I leave Eppley Airfield in a rented Nissan, briefly heading north from Omaha on I-29, then cutting west and picking up Highway 275 just south of Fremont. Blanketed in corn, soybeans, hay, and alfalfa, the land silently pulses as I drive, following a course set by the Elkhorn River. Along the way, I may find myself crawling behind a combine—or racing to pass a truck full of cattle. I try not to think about where they’re headed. I slow when passing through the small towns and villages that dot my route, checking them off as I drive: Scribner. West Point. Beemer. Wisner.

At dusk, I pull over to pay my respects to the setting sun. Streams of red light flood the flat land, coating fields and farmhouses. Before the cooling of darkness, everything connects in momentary tints of red, yellow, orange, and pink.

Outside the car, my skin absorbs the warmth of this light. Sometimes the wind—carrying the sweet smell of cows and crops—sounds bigger than it feels. In the winter, it bites and nips. In the spring, it whips. I wonder how many plough blades have cut into the earth around me, converting the prairie into farmland.

I was two, maybe three, when a wooden swing hit me in the face, and my little legs crumpled into the playground dirt. Blood seeped from my small cheek. My father picked me up, brushed me off, and carried me home. I cried all the way.

Or so I was told. I have no memory of this incident, but I can still see the tiny scar to the right of my nose.

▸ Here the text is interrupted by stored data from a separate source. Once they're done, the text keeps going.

PR #6553, opened 2024-06-28
[BugFix] Fix weird syntax defining optionals

hjoaquim:
^


openbb_platform/core/openbb_core/provider/standard_models/options_snapshots.py
```diff
@@ -27,53 +27,52 @@ class OptionsSnapshotsData(Data):
...
     )
-    last_size: List[Union[int, None]] = Field(
-        default_factory=list,
+    last_size: Optional[List[int]] = Field(
+        default=None,
         description="Lot size of the last trade.",
     )
-    last_timestamp: List[Union[datetime, None]] = Field(
-        default_factory=list,
+    last_timestamp: Optional[List[datetime]] = Field(
```
deeleeramone, line 55: These need to be defined as a `List[Union[Type, None]` because the "Field" is NOT Optional. Values within the array can be a Union of [Int, None]. `None` is a valid Type.

hjoaquim: Thanks for clarifying, now I understand. Closing the PR then.

openbb_platform/openbb/assets/reference.json
```diff
@@ -2060,119 +2060,119 @@
                 "standard": [
                     {
                         "name": "underlying_symbol",
-                        "type": "str",
+                        "type": "List[str]",
```
hjoaquim, line 2063: @deeleeramone disregarding the changes done in the `.py` files, shouldn't the reference look like this?

deeleeramone: It does. The reference file on `bugfix/security-updates` looks like this. However, it should still be showing as a ListUnion[str, None], and the default value should not be `""`. 

This would be an issue with Reference Generator, and not the model definitions though.

Screenshot 2024-06-28 at 10 46 24 AM

PR #6565, opened 2024-07-08
[Feature] Extract provider to logs

jmaslek:
This is a small PR that touches the logging.

The reason for this is to allow `select provider from data` instead of needing to do weird nested json searching in the logs or having to remember the flattened property name. 

Edge cases: creates an empty DummyProvider if provider_choices is not in kwargs and if provider is not in that model - it will just pass through 'not_passed_to_kwargs'


deeleeramone (commented):
Seems to work, I think you just need to modify the tests to accommodate the new property.

deeleeramone (approved):

IgorWounds (approved):

PR #6577, opened 2024-07-10
moves pro CTA to top

jose-donato:


jose-donato:
> put the tags above the separator.
> 
> Also, you had one job 🤣

i did it directly from github 💀

PR #6585, opened 2024-07-13
[BugFix] Fix `gdp.forecast`

deeleeramone:
1. **Why**?:

    - Running this command downloads a 173MB file, every time.

2. **What**?:

    - Fix the function to hit the endpoint with parameters and exclude non-data from the download.
    - Parameters:
        - `country`: multiple items allowed
        - `frequency`: ["annual", "quarter"]
        - `units`: ["current_prices", "volume", "capita", "growth", "deflator"]

3. **Impact**:

    - File size can now be measured in KBs.
    - Improved response time.
    - New parameters.

4. **Testing Done**:

    - Removed the `skip` in the unit tests.
    - Updated integration tests for parameters.

Screenshot 2024-07-13 at 12 20 35 PM

There is some data that doesn't make any sense, `units='current_prices'`, and no amount of fudge-factor could justify these numbers. Inflation doesn't make Argentina's nominal GDP, expressed in USD, 2X the world's largest economy.

Screenshot 2024-07-13 at 12 33 46 PM


IgorWounds:
@deeleeramone should we send in a warning with this data for users stating that some of it doesn't seem accurate?

deeleeramone:
> @deeleeramone should we send in a warning with this data for users stating that some of it doesn't seem accurate?

Seems like a slippery slope to head down, but I did add a comment in the code highlighting the sus param. Ultimately, it's up to the user to determine the accuracy of the data, correct? I hid it by not returning that as the default.

IgorWounds (approved):

PR #2, opened 2017-09-29
Fix tests when not running under Windows

JosephWoodward:
Also added Rider and VsCode to .gitignore.

### DIFF
--- a/.gitignore
+++ b/.gitignore
@@ -200,6 +200,8 @@ ClientBin/
 *.pfx
 *.publishsettings
 orleans.codegen.cs
+.idea
+.vscode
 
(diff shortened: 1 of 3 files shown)


JosephWoodward:
There may be a more elegant way of doing this, if there is then I'm all ears :)

daveaglick:
Awesome, thanks a ton for this! The project is specifically designed to address cross-platform use cases, so it's nice that the tests will actually run :smile: 

Did you have any luck getting it to work for your IL Viewer?

JosephWoodward:
Yeah, this does just the job 👍  Next is trying to resolve external dependencies which is proving to be a challenge (which may be worth including in Buildalyzer once I've figured it out?)

PR #6, opened 2017-10-09
GH1: Identify SDK project based on import statement.

### LINKED ISSUE #1: Identify SDK projects by import statements
Turns out you can also identify SDK projects via imports and there may not be a root SDK attribute:
https://github.com/Microsoft/msbuild/issues/1493

Right now we just look for the SDK attribute on the root element in the project file. Add support for locating SDK import elements if the SDK attribute isn't found.

mholo65:
- Fixes #1


daveaglick:
Thanks a bunch! This little project is starting to come together :smile:. I went ahead and just rebased and merged this manually since it was just the solution file that had a conflict.

Figured out the problems I was having locally were due to the VS update changing my test settings to a x86 host which apparently caused the in-proc MSBuild to freak out a little. All is good.

PR #9, opened 2017-10-14
Hide full framework tests when on .NET Core

JosephWoodward:
These tests currently fail against .NET Core, as they're full framework tests this will only discover them when compiling against the full framework.


daveaglick:
:+1:

PR #34, opened 2018-02-06
increase timeout to get the dotnet --info output from 1 to 4 seconds

Mpdreamz:
Completely anecdotal but this fixed our `TeamCity` builds that were failing on this.


daveaglick:
Thanks - turns out I actually just started hitting issues on getting the output in AppVeyor recently too so I'm hoping this does the trick.

PR #35, opened 2018-02-06
allow for opt-in inclusion of projects in sln

Mpdreamz:


src/Buildalyzer/AnalyzerManager.cs
```diff
@@ -63,12 +68,13 @@ public AnalyzerManager(string solutionFilePath, TextWriter logWriter, LoggerVerb
...
                 SolutionDirectory = Path.GetDirectoryName(solutionFilePath);
-                GetProjectsInSolution(solutionFilePath);
+                GetProjectsInSolution(solutionFilePath, projects);
             }
         }
 
-        private void GetProjectsInSolution(string solutionFilePath)
+        private void GetProjectsInSolution(string solutionFilePath, string[] projects = null)
         {
+            projects = projects ?? new string[] { };
```
daveaglick: Instead of allocating an empty array and then checking
```
if (projects.Length > 0 && !projects.Contains(project.ProjectName))
```
further down, I'm wondering if it would be better to skip the empty array and make the check
```
if(projects?.Contains(project.ProjectName) ?? false)
```

Thoughts?

tests/FrameworkTests/FrameworkTests.csproj
```diff
@@ -50,28 +50,28 @@
       <Private>True</Private>
     </Reference>
     <Reference Include="Microsoft.Extensions.Configuration.Abstractions, Version=2.0.0.0, Culture=neutral, PublicKeyToken=adb9793829ddae60, processorArchitecture=MSIL">
-      <HintPath>..\packages\Microsoft.Extensions.Configuration.Abstractions.2.0.0\lib\netstandard2.0\Microsoft.Extensions.Configuration.Abstractions.dll</HintPath>
+      <HintPath>..\..\packages\Microsoft.Extensions.Configuration.Abstractions.2.0.0\lib\netstandard2.0\Microsoft.Extensions.Configuration.Abstractions.dll</HintPath>
```
daveaglick: Any idea why the hint paths got changed?

src/Buildalyzer/AnalyzerManager.cs
Mpdreamz: Much better! will amend

tests/FrameworkTests/FrameworkTests.csproj
Mpdreamz: I manually edited this because restore put the packages in the root dir which is two folder up, in order to compile on a clean check out. Happy to leave this out of the PR if needed.

src/Buildalyzer/AnalyzerManager.cs
Mpdreamz: Went with another variation in 8a3cf6b, let me know what you think :)

tests/FrameworkTests/FrameworkTests.csproj
daveaglick: Nope - leave it. Was just wondering what happened. I’d much rather it compile from check-out, not sure why my setup was different.

daveaglick:
Thanks! Going to try and get a release out this afternoon with these changes.

PR #36, opened 2018-02-06
Feature/tweak project support

Mpdreamz:
This is an extension of #35 and allows an action to be injected that can modify the found project files. 

We need this for [elastic/elasticsearch-net](http://github.com/elastic/elasticsearch-net) documentation generation to rewrite certain `<Import/>`'s.


daveaglick:
Totally on board with this, thanks! Since it builds on #35, I'll wait for that one to get merged before bringing in this one.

Over the years, strawberries grew on my kneecaps from minor bicycle accidents and Slip ’N Slide mishaps. An infected bug bite on my right shoulder swelled into a permanent lump no cortisone shot can subdue. I still feel a slight kink in my left shoulder from when I was seven and slipped from jungle gym bars and broke my arm. I’ve had a writer’s callus on my left middle finger since I was nine. The three gashes near my right elbow are from cat claws though they look more like knife cuts. Faulty fireworks have made their mark on me, and adhesions from a long-ago surgery remind me of their existence every day. I carry all these markers with me.

II

I’m following my dad through rows of corn taller than he is. I am small and scared to lose sight of him. I keep my eyes fixed on his sweaty t-shirt, lawn-mowing cut-offs, and grubby sneakers. Though Dad has little farm experience, he moves through this Battle Creek cornfield as if channeling generations of farmers. I waiver between awe and fear. Suddenly, my right foot is stuck in a clump of mud. I freeze, dizzy, a knot in my stomach. I’m supposed to stay out of trouble, take care of myself.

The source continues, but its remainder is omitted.